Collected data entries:
+++

PR #252, opened 2021-05-03
docs: propose to use a function for deferred

psteinroe:
When using deferred as a static prop, problems will arise in setups where you reuse across multiple apps from a configurable core module, since externallyConfigured is called without the module actually being imported by another module.


WonderPanda:
@steinroe Thanks for catching this and sorry I missed getting this merged in. The function approach is definitely preferable here

WonderPanda (approved):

+++

YOUR GOAL ▸
Write the entries out again in full, exactly as they appear above.

TASK RESPONSE ▸
PR #252, opened 2021-05-03
docs: propose to use a function for deferred

psteinroe:
When using deferred as a static prop, problems will arise in setups where you reuse across multiple apps from a configurable core module, since externallyConfigured is called without the module actually being imported by another module.


WonderPanda:
@steinroe Thanks for catching this and sorry I missed getting this merged in. The function approach is definitely preferable here

WonderPanda (approved):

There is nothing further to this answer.